A property in Mlolongo.

BY DN2

Mosagwe Nyakundi, lives in Katani in Mavoko, Machakos County. In 2012, he bought a 1/8 acre plot and began building in 2013. Later that year, Nyakundi, 34, moved into his three-bedroom bungalow from his one-room house in Pipeline in Nairobi County.

What made you build rather than buy?
I wanted a home with a personal touch; building allows you to customise your home to your taste.

What was the total cost?
I paid Sh400,000 for the plot although its value has appreciated tremendously now, and around Sh2.5 million for the construction.

Was this within your estimated budget?
Interestingly, I did not have a predefined budget. I did not have Sh2.5 million so I refrained from setting a budget because it would have been discouraging just thinking of how much I needed.

Which parts of the building were more costly?
The roofing cost a little more than the other parts. And I had to get the money at once since it was not possible to do it in phases. The finishing and interior design also took a big chunk of cash.

How did you fund it? I used my personal income but for the roofing, I had to take a loan.

What is the value of the house today? About Sh5 million.

Which experts did you engage?
I first worked with a lawyer. I bought my plot and needed a lawyer to draft legal documents such as the sale agreement, a transfer form required by the Land Control Board and an addendum – in case I was unable to pay up as agreed. The lawyer also held the title until I finished paying for the land.

I also had an architect draw the house plan although I had a draft that we went through together. Then I had a physical planner who drafted a brief for change of use and planned for the amenities to be included in the compound such as a septic tank and drainage channels.

I also worked with casual labourers (between three and five) and a construction expert, commonly known as a fundi. An electrician and a plumber came in during the final stages of the construction.

Which legal processes were involved?
I did a search at the lands registry and bought a zoning map. The search showed details of the plot’s owner while the map highlighted the social amenities, accessibility, location of the plot and the local terrain. The search and the map cost Sh500 each. I also did a change of use from agricultural to residential by publishing a notice in the newspaper at a cost almost Sh5000.

As for the construction, I submitted my architectural designs for approval. I started at Mavoko, where they checked whether I had paid the land rates. I then went to the physical planning office in Machakos County where they checked the design details and the accompanying amenities.

I also went to the lands office in Machakos to confirm the location of my plot. I then finalised the process at the Athi River District office, where I was given the final approval. In Athi River I visited the public health office, where things like waste disposal, drainage channels and the presence of a septic were checked.

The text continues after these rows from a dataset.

PR #7856, opened 2022-12-16
feat: allow setting the packagings_complete field through API v3

stephanegigandet:
We have a field called packagings_complete that takes value 0 or 1 to indicate if the packagings field contains all element of the product.
This PR adds it to the API v3 WRITE product.

### DIFF
--- a/lib/ProductOpener/APIProductWrite.pm
+++ b/lib/ProductOpener/APIProductWrite.pm
@@ -51,6 +51,102 @@ use ProductOpener::Products qw/:all/;
 use ProductOpener::API qw/:all/;
 use ProductOpener::Packaging qw/:all/;
 
+=head2 update_field_with_0_or_1_value($request_ref, $product_ref, $field, $value)
+
+Update a field that takes only 0 or 1 as a value (e.g. packagings_complete).
+
+=cut
+
+sub update_field_with_0_or_1_value($request_ref, $product_ref, $field, $value) {
+
+	my $response_ref = $request_ref->{api_response};
+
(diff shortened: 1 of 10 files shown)


alexgarel (approved):
Great !

lib/ProductOpener/APIProductWrite.pm
```diff
@@ -51,6 +51,101 @@ use ProductOpener::Products qw/:all/;
...
+			{
+				message => {id => "invalid_value_must_be_0_or_1"},
+				field => {id => $field},
+				impact => {id => "field_ignored"},
+			}
+		);
+	}
+	else {
+		$product_ref->{$field} = $value + 0;    # add 0 to make sure the value is stored as a number
+	}
```
alexgarel, line 79:
```suggestion
	}
	return 1;
```

lib/ProductOpener/APIProductWrite.pm
```diff
@@ -51,6 +51,101 @@ use ProductOpener::Products qw/:all/;
...
+			# Taxonomize the input packaging component data
+			my $packaging_ref = get_checked_and_taxonomized_packaging_component_data($request_body_ref->{tags_lc},
+				$input_packaging_ref, $response_ref);
+
+			if (defined $packaging_ref) {
+				# Add or combine with the existing packagings components array
+				add_or_combine_packaging_component_data($product_ref, $packaging_ref, $response_ref);
+			}
+		}
+	}
```
alexgarel, line 146:
```suggestion
	}
	return;
```

PR #7904, opened 2022-12-24
taxonomy: add common polish categories and translations

ArturLange:
### What

- Added categories and translations for categories for products commonly sold in Poland


stephanegigandet (approved):
Thank you!

PR #7912, opened 2022-12-28
taxonomy: few more ingredients for HR products

benbenben2:
some more ingredients based on en:Ingredients unknown score above 10 quality issue

mostly in Croatian (few in Norwegian too)


stephanegigandet (approved):
Thank you!

PR #7913, opened 2022-12-29
feat: Show EcoScore attribute panel for world. Fixes #7378

### LINKED ISSUE #7378: Show the Eco-Score on world.off.org on non-logged in users
### Problem description

Most of our traffic comes from world.off.org where we don't show the Eco-Score because we don't know the core country
This is a massive lost opportunity to educate about Eco-Score and show the value of Open Food Facts

### Desired solution

Show the Eco-Score on world.off.org on non-logged in users, possibly with a warning or a country refiner

100%

### Mockups
image

- https://www.figma.com/file/iyFnUGkJTizApXGnQCdh5I/Eco-Score-on-world.off.org?node-id=3%3A11

john-gom:
### What

Show the EcoScore card even when there is no localised EcoScore. Displays a warning to indicate that transportation impact won't be as accurate as it could be

### Screenshot
See Issue #7378 

- Fixes #7378


po/common/common.pot
```diff
@@ -5747,6 +5747,14 @@ msgctxt "ecoscore_warning_international"
 msgid "The Eco-Score was initially developped for France and it is being extended to other European countries. The Eco-Score formula is subject to change as it is regularly improved to make it more precise and better suited to each country."
 msgstr "The Eco-Score was initially developped for France and it is being extended to other European countries. The Eco-Score formula is subject to change as it is regularly improved to make it more precise and better suited to each country."
 
+msgctxt "ecoscore_warning_transportation"
```
stephanegigandet, line 5750: I'm thinking that it would be better to have different messages for the 2 cases: not having a country selected, and having a country selected that we don't support yet.

The messages could be something like:

short: The impact of transportation is not included.

long on world: Select a country in order to include the impact of transportation.
long on a not supported country: The impact of transportation to your country is currently unknown.

john-gom: Do we need to say "...the **full** impact of transportation..." as some impacts are still shown even for world?

stephanegigandet: Sounds good, we can say "the full impact"

stephanegigandet (approved):
Looks good, thank you!

lib/ProductOpener/Attributes.pm
```diff
@@ -632,7 +632,9 @@ sub compute_attribute_ecoscore ($product_ref, $target_lc, $target_cc) {
 			$score = $product_ref->{ecoscore_data}{"scores"}{$target_cc} // 0;
 			$grade = $product_ref->{ecoscore_data}{"grades"}{$target_cc};
 		}
-
+		if (($target_cc eq "world") or (!defined $product_ref->{ecoscore_data}{"scores"}{$target_cc})) {
+			$attribute_ref->{missing} = lang_in_other_lc($target_lc, "ecoscore_warning_transportation_short");
```
stephanegigandet, line 636: In fact we use the "missing" field of attributes only when the attribute cannot be computed (e.g. we don't have the ingredients list, so we don't know if there's an allergen).

When we display attributes in the summary, we don't display warnings (like for the Nutri-Score, we don't say that fibers are missing and were not taken into account). We display the warning in the knowledge panel instead.

Otherwise it makes a very big summary:

image

stephanegigandet: That's where we should add "The full impact of transportion is not included." I think:

image

scss/_product-page.scss
```diff
@@ -75,6 +75,9 @@ $decalTop:48px;
         }
         .attr_text {
             padding-left:0.5rem;
+            .attribute_missing::before {
```
stephanegigandet, line 78: The attribute missing is not really a warning, it's more an explanation of why an attribute is not computed (and thus shown in grey), so we should not display a warning sign there.

john-gom: So hall I remove all the changes to the attribute panel?

lib/ProductOpener/Attributes.pm
john-gom: I'm unclear on what you are saying here - we are already displaying the "Select a country..." warning here. Are you proposing something in addition to that?

stephanegigandet: @john-gom We can leave the "Select a country" warning as-is.

scss/_product-page.scss
stephanegigandet: Yes, I think the attribute panel should stay as it was.

alexgarel:
Kudos @john-gom !

PR #7920, opened 2022-12-30
taxonomy: Add Animal Welfair / Bienestar Animal label

duhow:
### What

Add label for **Animal Welfair** certificate https://www.animalwelfair.com/ as `Bienestar animal`.


stephanegigandet (approved):
Thank you!

PR #9885, opened 2024-03-07
fix: generate and build nutrient_levels.txt

stephanegigandet:
fix of https://github.com/openfoodfacts/openfoodfacts-server/pull/9883


stephanegigandet:
Not needed, closing

PR #9888, opened 2024-03-08
refactor: remove site-specific translations for flavors

stephanegigandet:
This PR removes the site-specific .po files in po/open(.*)facts/
Entries in the files are either:
- added to Config_*.pm %options if they are not to be translated (e.g the site name: we keep Open Beauty Facts everywhere)
- moved to the common .po files and suffixed with either the flavor (e.g. "tagline_obf") or the product type (e.g. ""categories_example_beauty")

Also:
- add SVG / PNG logos at the right sizes and with no padding for the flavors (started with OBF, will need to add the others)

To do:
- add a new lang_with_optional_suffix("stringid", [flavor or product type]) that checks if there is stringid_obf or stringid_beauty
- replace the calls to lang to use %options or lang_with_optional_suffix()
- remove windows phone icons and links (store is closed)
- move strings for OPF, OPFF
- remove site specific .po files

Work in progress.

image


lib/ProductOpener/Display.pm
```diff
@@ -7044,7 +7054,7 @@ sub display_page ($request_ref) {
 	my $type;
 	my $id;
 
-	my $site = "<a href=\"/\">" . lang("site_name") . "</a>";
+	my $site = "<a href=\"/\">" . $options{site_name} . "</a>";
```
alexgarel, line 7057: why not:
```suggestion
	my $site = "<a href=\"/\">" . lang($options{site_name}) . "</a>";
```
?

alexgarel: I see we drop it also below, so maybe there is a good reason ? Is that because you consider it's not to be translated (Open Food Facts).

po/common/common.pot
```diff
@@ -6874,6 +6822,82 @@ msgctxt "description"
...
+msgctxt "footer_tagline_off"
+msgid "A collaborative, free and open database of food products from around the world."
+msgstr "A collaborative, free and open database of food products from around the world."
+
+#. make sure the text file exists for your language, otherwise ask @teolemon 
+msgctxt "get_the_app_link_off"
+msgid "/open-food-facts-mobile-app"
+msgstr "/open-food-facts-mobile-app"
+
+# OBF
```
alexgarel, line 6846:
```suggestion
# OBF - beauty
```

po/common/common.pot
```diff
@@ -6874,6 +6822,82 @@ msgctxt "description"
 msgid "Description"
 msgstr "Description"
 
+# Overrides by flavor (e.g. obf) or product type (e.g. beauty)
+
+# OFF
```
alexgarel, line 6827:
```suggestion
# OFF - food
```

lib/ProductOpener/Display.pm
stephanegigandet: Right, we should not translate Open Food Facts.

PR #9889, opened 2024-03-08
chore: more category doubles

aleene:
### What
More category doubles taken from the taxonomy editor


stephanegigandet (approved):
Thank you!

PR #9902, opened 2024-03-12
taxonomy: fix taxonomies for lines double for same langage

alexgarel:


taxonomies/food/ingredients.txt
```diff
@@ -37380,7 +37375,7 @@ et:jõhvikas, harilik jõhvikas
 fa:کرنبری
 fi:karpalo, karpalot
 fo:tranuber
-fr:airelles, cranberries, cranberry, cranberrys, canneberge
+fr:airelles, cranberries, cranberry, cranberrys, canneberge, Canneberge crue, Cranberry crue
```
moon-rabbitOFF, line 37378: airelles and canneberges are different fruits

moon-rabbitOFF (changes requested):

stephanegigandet (approved):
Awesome, thanks for repairing all those issues. :)

taxonomies/food/ingredients.txt
stephanegigandet: @moon-rabbitOFF We currently mix "airelles" and "canneberges" before this PR, so I suggest we merge it as-is, and it would be great if you could create another PR that would make the distinction between airelles and canneberges. From reading https://fr.wikipedia.org/wiki/Vaccinium I'm completely lost..

Issue #9793, opened 2024-02-13
Automatically unselect images when source image is deleted


teolemon:
### What
- Automatically unselect images when source image is deleted

stephanegigandet:
Notes to solve this:

Only admins can delete images, you need to edit lib/ProductOpener/Config_off.pm to add your userid to the list of admins, and then create this user on your local dev environment.

Related code is is in lib/ProductOpener/Images.pm 

the function called when images are deleted is:
sub process_image_move ($user_id, $code, $imgids, $move_to, $ownerid) {

Selected images are stored in $product_ref->{images} , once an image is deleted, you will need to check the images to see which ones have the "imgid" field equal to the id of the image deleted, and then call process_image_unselect.

e.g. https://world.openfoodfacts.org/api/v3/product/4056489637295/flammkuchen-vegetarisch-duc-de-coeur?fields=images

himanshi-154:
I would like to work on this issue!

stephanegigandet:
Steps to verify that the problem is solved:
- Create a user in your local product opener
- Add your userid to %admins in Config_off.pm , and run "make restart" to restart the backend
- Add or edit a product, upload an image, and crop it and select it in the ingredients section for instance
- As your are logged in as an admin, you can delete the source image (click on "Manage images" at the top of the product edit form)
- Once the source image is deleted, reload the product page
- You should not see the cropped ingredients image, as it should have been deselected

komalverma04:
@stephanegigandet can i work on this issue.

himanshi-154:
@komalverma04 I have already done some work on this issue, please refer this [PR](https://github.com/openfoodfacts/openfoodfacts-server/pull/9950) and let me know if you find something that I need to improve in it!

PR #9906, opened 2024-03-12
feat: issue#9793 Automatically unselect image when the source image is deleted

himanshi-154:
Made changes in Config.pm to add my github userid in admins list and then made changes in Images.pm to solve the [issue #9793 ](https://github.com/openfoodfacts/openfoodfacts-server/issues/9793) of automatically unselecting images when source image is deleted.
fix:  First checked if the images that have the "imgid" field equal to the id of the image deleted, then called the process_image_unselect.

### DIFF
--- a/lib/ProductOpener/Images.pm
+++ b/lib/ProductOpener/Images.pm
@@ -1181,6 +1181,13 @@ sub process_image_move ($user_id, $code, $imgids, $move_to, $ownerid) {
 						result => $ok
 					}
 				);
+
+            # Unselect images with matching imgid
+        	foreach my $selected_imgid (keys %{$product_ref->{images}}) {
+          		if ($selected_imgid eq $imgid) {
+            			process_image_unselect($user_id, $code, $selected_imgid);
+          			}
+        		}
 			}
 
 			# Don't delete images to be moved if they weren't moved correctly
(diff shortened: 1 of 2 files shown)


alexgarel:
@himanshi-154 you have to use Conventional Commits for your PR title.

Think also of those reviewing the list of PRs, a descriptive title is better than a number ! (still put a reference to the issue in the description)

lib/ProductOpener/Images.pm
```diff
@@ -1181,6 +1181,13 @@ sub process_image_move ($user_id, $code, $imgids, $move_to, $ownerid) {
 						result => $ok
 					}
 				);
+
+            # Unselect images with matching imgid
+        	foreach my $selected_imgid (keys %{$product_ref->{images}}) {
+          		if ($selected_imgid eq $imgid) {
```
stephanegigandet, line 1187: Hi @himanshi-154 , what we want is to unselect entries that have the "imgid" subfield equal, to $imgid. Here you are unselecting the source image, not the selected images.

I added some steps in the issue description so that you can verify if the issue is solved: https://github.com/openfoodfacts/openfoodfacts-server/issues/9793#issuecomment-1994223630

What challenges did you experience? I had to dedicate a lot of time supervising the work.

What sacrifices did you have to make?
First was commuting from Pipeline in Nairobi to the construction site daily, before or after work, to supervise the workers to ensure that the work was going according to plan. Other sacrifices revolved around finances. For instance, I had to minimise expenditure on weekend outings.

The other sacrifice was to avoid paying high amounts of money on rental houses. I believe that a rental is a rental, regardless of the neighbourhood or location. A rental house can never belong to you, irrespective of the rent. (How is this a sacrifice?)

What was your strategy and did it work?
I divided the construction into at least four phases and spent within my means. I built a skeleton structure within a year and moved in. From there I started working on the fourth phase, which was the finishing and interior décor. This strategy worked very well for me.

Have you had to do any maintenance? So far, no.

What are the main advantages of building over buying?
First is the financial freedom and ability to build to your specification. No one pushes you to finish building by a particular time, unlike buying, where you have to pay within a certain period. Second, you can make money using your compound. I can plant crops or rear animals for sale to get extra income. Finally, when you build, you own an asset that appreciates and you can pass it down generations.

What would you advise a person who hasn’t started the journey?
Well, I can tell them to start by owning a piece of land. There is nothing like a remote area. Places like Buruburu, Kayole and Donholm were once considered remote, but look at them now. The other thing is that before starting, talk to people who have done it, know what you want and what building entails. It is advisable to work with referrals.

You also have to be actively involved in the process. Do not sit back and wait for the workers or experts to do everything for you. In this process you cannot trust anyone. Lastly, people need to challenge themselves and be ambitious. Before you embark on the journey, have a long-term view. Your needs and the needs of your family evolve over time.

Finally, if you were to do it again, would you still build? Yes.